- _ACTIVITY_:
Up to and including the line with "-from ..schema.schema_info import", please reproduce the lines below exactly, beginning with the first.

[Opening DATA EXCERPTS section]

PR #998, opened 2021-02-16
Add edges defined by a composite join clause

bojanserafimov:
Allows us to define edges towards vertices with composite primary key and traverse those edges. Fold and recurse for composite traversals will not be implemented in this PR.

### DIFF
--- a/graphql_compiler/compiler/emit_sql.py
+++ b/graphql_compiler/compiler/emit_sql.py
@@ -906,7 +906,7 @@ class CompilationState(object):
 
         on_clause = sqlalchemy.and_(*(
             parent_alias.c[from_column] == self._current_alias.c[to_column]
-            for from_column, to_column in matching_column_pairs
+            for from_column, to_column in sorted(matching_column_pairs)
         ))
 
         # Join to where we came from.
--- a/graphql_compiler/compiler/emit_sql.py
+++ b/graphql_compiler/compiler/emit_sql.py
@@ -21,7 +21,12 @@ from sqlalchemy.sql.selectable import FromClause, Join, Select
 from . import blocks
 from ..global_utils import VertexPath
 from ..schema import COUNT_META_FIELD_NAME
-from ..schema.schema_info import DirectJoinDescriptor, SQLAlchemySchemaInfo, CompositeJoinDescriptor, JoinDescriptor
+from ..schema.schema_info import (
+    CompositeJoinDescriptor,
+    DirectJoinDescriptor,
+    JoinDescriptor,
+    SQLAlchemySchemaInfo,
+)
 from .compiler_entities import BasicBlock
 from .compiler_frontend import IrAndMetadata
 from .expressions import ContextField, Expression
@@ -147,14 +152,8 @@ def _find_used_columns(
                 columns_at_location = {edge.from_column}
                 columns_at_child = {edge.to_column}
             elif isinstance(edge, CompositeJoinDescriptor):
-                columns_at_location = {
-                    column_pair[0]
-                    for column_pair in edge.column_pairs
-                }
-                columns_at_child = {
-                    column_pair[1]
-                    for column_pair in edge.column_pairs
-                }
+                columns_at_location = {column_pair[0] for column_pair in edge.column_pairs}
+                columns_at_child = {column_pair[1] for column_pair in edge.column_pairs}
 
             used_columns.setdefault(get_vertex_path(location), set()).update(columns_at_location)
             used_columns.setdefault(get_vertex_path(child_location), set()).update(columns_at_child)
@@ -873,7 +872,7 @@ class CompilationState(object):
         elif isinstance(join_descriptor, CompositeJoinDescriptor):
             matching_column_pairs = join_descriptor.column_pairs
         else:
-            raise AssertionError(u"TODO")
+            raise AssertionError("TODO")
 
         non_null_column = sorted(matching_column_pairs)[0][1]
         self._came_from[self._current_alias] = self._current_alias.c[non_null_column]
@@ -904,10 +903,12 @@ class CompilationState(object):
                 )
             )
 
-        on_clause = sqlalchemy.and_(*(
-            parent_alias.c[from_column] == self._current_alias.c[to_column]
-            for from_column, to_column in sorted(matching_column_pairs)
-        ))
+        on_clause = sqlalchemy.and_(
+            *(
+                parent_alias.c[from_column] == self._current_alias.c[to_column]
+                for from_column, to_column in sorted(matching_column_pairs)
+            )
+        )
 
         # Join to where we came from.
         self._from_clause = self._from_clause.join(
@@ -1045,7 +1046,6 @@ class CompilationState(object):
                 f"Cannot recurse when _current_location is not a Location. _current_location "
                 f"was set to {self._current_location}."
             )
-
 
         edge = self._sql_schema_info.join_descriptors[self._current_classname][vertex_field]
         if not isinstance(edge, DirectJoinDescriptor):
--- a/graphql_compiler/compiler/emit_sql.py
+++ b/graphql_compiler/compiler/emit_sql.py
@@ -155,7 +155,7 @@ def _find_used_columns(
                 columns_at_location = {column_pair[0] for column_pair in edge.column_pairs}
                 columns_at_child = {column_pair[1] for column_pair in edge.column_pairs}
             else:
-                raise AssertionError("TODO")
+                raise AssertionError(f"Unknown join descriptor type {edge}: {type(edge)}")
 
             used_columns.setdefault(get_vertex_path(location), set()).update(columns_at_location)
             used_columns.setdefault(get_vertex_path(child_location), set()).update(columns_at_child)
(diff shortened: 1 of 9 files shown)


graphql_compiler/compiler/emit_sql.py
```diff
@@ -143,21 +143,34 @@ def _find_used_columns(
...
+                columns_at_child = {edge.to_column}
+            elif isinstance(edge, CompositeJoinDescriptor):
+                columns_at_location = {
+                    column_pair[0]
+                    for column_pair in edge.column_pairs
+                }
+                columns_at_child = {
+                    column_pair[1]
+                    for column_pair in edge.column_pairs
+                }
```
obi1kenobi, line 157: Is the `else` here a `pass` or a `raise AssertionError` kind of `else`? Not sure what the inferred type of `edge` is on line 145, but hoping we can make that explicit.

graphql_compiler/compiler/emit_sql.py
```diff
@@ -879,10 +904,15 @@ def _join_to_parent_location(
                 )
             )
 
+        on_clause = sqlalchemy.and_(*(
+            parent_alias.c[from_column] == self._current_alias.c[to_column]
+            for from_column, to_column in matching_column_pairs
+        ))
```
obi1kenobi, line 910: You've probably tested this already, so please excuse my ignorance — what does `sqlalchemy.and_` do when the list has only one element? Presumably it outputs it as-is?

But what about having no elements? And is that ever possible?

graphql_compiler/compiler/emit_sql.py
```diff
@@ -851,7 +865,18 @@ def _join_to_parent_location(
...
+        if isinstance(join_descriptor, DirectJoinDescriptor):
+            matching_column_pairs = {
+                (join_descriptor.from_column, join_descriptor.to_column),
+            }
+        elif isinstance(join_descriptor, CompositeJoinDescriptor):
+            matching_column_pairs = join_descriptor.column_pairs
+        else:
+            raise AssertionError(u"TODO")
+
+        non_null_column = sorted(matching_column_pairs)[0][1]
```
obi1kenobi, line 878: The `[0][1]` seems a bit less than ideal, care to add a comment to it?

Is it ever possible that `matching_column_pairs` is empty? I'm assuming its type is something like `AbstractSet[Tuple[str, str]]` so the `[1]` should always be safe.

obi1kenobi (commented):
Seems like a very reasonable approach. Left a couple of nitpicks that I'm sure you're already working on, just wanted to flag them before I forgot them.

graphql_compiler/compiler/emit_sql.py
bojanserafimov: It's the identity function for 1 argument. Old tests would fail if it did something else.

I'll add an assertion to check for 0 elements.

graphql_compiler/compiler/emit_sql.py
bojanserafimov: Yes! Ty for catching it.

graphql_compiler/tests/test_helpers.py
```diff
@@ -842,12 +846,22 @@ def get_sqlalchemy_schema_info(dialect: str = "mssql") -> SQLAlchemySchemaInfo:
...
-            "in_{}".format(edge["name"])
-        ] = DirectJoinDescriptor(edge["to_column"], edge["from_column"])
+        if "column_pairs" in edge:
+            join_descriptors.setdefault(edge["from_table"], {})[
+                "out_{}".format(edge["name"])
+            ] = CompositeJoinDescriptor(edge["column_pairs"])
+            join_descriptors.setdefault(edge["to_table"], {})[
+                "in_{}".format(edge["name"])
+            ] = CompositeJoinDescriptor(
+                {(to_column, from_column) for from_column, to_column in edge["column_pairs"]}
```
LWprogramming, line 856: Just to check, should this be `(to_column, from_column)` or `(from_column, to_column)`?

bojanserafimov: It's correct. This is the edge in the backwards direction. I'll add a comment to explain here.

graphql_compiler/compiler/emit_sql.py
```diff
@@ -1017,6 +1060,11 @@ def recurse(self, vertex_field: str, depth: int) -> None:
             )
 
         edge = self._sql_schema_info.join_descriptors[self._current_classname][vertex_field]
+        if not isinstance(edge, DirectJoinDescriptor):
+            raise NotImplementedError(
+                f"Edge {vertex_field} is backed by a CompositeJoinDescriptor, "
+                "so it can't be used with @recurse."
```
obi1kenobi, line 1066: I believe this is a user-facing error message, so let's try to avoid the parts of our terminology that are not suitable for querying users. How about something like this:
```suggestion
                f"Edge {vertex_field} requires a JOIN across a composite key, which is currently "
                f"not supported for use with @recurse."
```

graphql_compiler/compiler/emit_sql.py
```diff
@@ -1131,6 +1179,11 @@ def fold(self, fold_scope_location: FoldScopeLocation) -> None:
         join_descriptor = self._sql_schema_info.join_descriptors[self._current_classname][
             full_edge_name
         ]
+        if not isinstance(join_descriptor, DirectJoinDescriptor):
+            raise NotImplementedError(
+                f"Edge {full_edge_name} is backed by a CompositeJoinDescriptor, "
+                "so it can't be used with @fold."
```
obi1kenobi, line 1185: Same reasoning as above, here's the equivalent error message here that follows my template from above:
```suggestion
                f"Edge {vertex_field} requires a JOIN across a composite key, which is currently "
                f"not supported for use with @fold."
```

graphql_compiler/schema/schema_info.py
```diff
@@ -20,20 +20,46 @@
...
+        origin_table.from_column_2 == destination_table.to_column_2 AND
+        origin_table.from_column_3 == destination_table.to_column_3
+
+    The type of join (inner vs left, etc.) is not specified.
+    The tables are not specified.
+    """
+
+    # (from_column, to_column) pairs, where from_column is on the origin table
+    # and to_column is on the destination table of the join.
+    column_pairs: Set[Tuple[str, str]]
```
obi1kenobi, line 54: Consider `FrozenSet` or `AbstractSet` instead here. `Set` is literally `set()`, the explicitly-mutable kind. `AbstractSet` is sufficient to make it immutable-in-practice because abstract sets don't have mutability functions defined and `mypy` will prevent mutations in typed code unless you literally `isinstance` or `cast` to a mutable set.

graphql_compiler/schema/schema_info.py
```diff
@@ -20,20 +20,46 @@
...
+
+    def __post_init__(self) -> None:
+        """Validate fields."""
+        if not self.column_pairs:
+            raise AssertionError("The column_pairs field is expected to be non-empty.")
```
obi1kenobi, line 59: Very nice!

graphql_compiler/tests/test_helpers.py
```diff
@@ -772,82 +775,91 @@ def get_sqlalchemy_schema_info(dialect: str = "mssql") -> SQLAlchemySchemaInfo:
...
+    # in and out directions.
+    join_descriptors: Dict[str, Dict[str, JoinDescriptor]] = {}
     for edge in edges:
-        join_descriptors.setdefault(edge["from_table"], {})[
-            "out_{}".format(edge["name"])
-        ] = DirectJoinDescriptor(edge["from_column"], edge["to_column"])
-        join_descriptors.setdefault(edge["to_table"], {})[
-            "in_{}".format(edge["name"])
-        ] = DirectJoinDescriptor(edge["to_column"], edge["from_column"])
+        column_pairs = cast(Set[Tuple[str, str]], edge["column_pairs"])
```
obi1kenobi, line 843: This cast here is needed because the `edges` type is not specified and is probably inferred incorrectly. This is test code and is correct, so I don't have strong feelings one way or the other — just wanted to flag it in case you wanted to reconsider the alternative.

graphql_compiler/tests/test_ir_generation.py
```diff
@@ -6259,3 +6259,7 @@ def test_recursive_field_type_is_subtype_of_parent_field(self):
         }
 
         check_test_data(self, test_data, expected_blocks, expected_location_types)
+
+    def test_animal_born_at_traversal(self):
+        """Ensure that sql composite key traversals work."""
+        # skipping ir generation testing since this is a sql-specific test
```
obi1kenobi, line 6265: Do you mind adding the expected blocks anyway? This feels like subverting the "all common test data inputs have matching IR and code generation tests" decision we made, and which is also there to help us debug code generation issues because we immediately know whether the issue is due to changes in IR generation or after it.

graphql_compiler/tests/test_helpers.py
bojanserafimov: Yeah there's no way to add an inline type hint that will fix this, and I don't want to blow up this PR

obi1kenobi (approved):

[Closing DATA EXCERPTS section]

- _ANSWER TO THIS PROBLEM_:
PR #998, opened 2021-02-16
Add edges defined by a composite join clause

bojanserafimov:
Allows us to define edges towards vertices with composite primary key and traverse those edges. Fold and recurse for composite traversals will not be implemented in this PR.

### DIFF
--- a/graphql_compiler/compiler/emit_sql.py
+++ b/graphql_compiler/compiler/emit_sql.py
@@ -906,7 +906,7 @@ class CompilationState(object):
 
         on_clause = sqlalchemy.and_(*(
             parent_alias.c[from_column] == self._current_alias.c[to_column]
-            for from_column, to_column in matching_column_pairs
+            for from_column, to_column in sorted(matching_column_pairs)
         ))
 
         # Join to where we came from.
--- a/graphql_compiler/compiler/emit_sql.py
+++ b/graphql_compiler/compiler/emit_sql.py
@@ -21,7 +21,12 @@ from sqlalchemy.sql.selectable import FromClause, Join, Select
 from . import blocks
 from ..global_utils import VertexPath
 from ..schema import COUNT_META_FIELD_NAME
-from ..schema.schema_info import DirectJoinDescriptor, SQLAlchemySchemaInfo, CompositeJoinDescriptor, JoinDescriptor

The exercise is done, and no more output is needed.